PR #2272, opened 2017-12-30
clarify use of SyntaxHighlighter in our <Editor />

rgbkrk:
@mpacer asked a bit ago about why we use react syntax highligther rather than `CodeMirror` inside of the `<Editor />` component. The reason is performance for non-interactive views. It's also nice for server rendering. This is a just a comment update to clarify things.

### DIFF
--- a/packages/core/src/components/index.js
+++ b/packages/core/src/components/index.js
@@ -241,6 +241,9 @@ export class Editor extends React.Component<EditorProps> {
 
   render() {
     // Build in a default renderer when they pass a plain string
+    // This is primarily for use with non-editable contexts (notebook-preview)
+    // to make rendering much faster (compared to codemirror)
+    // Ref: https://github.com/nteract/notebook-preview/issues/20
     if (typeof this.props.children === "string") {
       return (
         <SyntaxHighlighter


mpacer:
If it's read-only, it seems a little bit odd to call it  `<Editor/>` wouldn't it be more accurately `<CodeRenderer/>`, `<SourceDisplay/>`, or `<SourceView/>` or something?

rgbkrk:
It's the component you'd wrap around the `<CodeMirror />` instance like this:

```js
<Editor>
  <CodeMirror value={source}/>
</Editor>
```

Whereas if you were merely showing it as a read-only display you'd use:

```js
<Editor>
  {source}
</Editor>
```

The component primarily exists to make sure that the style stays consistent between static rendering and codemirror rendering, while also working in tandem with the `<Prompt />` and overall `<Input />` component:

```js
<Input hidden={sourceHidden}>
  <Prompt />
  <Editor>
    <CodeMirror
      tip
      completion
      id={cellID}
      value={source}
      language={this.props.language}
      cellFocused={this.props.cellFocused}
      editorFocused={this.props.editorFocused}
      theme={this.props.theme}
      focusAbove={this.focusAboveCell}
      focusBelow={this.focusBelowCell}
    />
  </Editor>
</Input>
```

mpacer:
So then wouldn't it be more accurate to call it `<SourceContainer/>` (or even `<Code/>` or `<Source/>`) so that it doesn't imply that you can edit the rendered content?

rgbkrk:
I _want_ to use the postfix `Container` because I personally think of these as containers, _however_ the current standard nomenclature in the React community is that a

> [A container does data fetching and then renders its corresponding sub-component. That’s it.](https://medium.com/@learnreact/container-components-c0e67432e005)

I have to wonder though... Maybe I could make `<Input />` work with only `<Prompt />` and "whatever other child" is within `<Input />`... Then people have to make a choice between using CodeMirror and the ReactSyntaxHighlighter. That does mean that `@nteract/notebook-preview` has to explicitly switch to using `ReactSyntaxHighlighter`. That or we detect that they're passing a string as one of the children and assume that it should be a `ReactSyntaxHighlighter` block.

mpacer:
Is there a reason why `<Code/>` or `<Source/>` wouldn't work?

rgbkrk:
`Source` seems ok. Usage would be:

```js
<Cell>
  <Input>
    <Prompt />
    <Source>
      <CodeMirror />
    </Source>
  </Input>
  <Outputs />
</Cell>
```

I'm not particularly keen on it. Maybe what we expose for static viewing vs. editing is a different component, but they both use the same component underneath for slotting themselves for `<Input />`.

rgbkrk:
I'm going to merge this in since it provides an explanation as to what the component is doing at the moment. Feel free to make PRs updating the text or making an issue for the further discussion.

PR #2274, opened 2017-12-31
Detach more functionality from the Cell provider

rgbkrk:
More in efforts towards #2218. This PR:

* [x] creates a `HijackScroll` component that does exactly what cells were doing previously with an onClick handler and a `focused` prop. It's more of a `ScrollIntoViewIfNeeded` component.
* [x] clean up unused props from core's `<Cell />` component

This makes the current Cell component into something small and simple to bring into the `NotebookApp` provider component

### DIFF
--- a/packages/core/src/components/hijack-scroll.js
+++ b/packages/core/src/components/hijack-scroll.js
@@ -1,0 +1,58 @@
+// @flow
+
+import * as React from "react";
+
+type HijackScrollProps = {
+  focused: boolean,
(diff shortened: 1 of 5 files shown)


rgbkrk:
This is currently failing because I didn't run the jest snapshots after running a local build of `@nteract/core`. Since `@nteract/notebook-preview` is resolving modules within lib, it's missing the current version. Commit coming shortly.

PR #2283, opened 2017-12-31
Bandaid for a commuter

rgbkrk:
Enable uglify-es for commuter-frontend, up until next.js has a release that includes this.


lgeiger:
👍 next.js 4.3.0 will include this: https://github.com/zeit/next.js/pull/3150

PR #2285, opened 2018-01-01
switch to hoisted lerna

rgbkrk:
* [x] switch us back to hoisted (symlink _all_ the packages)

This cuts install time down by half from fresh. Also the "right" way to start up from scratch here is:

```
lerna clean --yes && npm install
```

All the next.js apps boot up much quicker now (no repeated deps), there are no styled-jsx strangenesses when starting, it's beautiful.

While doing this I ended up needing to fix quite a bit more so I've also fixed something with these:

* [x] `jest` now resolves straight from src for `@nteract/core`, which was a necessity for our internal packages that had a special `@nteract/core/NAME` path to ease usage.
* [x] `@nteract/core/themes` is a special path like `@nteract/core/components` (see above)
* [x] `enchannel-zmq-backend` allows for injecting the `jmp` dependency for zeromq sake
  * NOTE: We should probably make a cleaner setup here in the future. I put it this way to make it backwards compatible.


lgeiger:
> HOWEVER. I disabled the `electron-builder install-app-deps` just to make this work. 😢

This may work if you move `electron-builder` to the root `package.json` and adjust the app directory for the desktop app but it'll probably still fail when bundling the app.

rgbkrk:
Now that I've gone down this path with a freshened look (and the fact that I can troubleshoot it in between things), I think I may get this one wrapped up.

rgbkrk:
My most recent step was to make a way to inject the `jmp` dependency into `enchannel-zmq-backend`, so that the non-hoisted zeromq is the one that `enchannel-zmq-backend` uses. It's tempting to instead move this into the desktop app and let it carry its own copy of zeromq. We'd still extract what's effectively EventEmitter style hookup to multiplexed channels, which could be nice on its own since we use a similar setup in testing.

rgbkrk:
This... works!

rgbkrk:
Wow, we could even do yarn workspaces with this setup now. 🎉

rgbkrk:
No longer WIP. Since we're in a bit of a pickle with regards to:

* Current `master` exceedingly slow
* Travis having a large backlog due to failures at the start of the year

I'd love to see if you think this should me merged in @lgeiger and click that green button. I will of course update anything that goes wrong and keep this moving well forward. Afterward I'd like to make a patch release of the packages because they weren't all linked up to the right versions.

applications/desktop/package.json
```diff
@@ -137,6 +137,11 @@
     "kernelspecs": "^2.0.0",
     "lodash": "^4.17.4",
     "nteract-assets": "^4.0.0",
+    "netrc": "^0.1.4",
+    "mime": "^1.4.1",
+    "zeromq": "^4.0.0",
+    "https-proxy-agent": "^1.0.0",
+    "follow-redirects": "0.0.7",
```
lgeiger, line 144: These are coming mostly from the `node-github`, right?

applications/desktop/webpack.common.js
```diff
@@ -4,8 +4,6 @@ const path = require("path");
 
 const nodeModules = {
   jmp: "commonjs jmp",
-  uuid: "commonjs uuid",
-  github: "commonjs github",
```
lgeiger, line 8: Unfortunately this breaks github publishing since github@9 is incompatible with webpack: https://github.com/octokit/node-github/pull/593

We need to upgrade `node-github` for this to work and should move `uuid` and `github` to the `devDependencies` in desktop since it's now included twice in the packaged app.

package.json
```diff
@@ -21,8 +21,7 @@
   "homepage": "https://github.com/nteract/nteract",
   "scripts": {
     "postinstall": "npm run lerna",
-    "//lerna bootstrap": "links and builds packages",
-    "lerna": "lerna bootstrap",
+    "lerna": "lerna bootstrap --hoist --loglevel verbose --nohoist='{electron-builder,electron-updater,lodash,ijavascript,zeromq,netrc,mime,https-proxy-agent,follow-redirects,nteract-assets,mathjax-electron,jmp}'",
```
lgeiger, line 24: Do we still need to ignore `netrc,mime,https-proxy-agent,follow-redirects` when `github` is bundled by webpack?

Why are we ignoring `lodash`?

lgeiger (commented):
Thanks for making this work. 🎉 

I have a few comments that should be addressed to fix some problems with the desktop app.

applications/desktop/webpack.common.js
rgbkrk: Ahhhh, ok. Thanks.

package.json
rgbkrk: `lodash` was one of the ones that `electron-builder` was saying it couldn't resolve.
▬▬▬▬▬▬▬▬▬▬
- _Your goal_
Check each line of the listing above for the string "provider" and return those that contain it.

- _Answer section_
Detach more functionality from the Cell provider
This makes the current Cell component into something small and simple to bring into the `NotebookApp` provider component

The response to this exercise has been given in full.